__What is expected__
Transcribe the records below exactly, from their first line through the line containing "Everything in images/build/$NAME/_out". Omit every line after it.

__Records__
------

PR #248, opened 2021-03-04
tools/build-image.sh: Use sudo with --clean

tserong:
Everything in images/build/$NAME/_out is owned by root:root, which means normal users can't remove that stuff :-/  I've split the
directory existence check so that in case the `sudo rm` fails (wrong password or whatever), it'll check again for the directory and bail out if it exists.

------

__Response to the task__
PR #248, opened 2021-03-04
tools/build-image.sh: Use sudo with --clean

tserong:
Everything in images/build/$NAME/_out is owned by root:root, which means normal users can't remove that stuff :-/  I've split the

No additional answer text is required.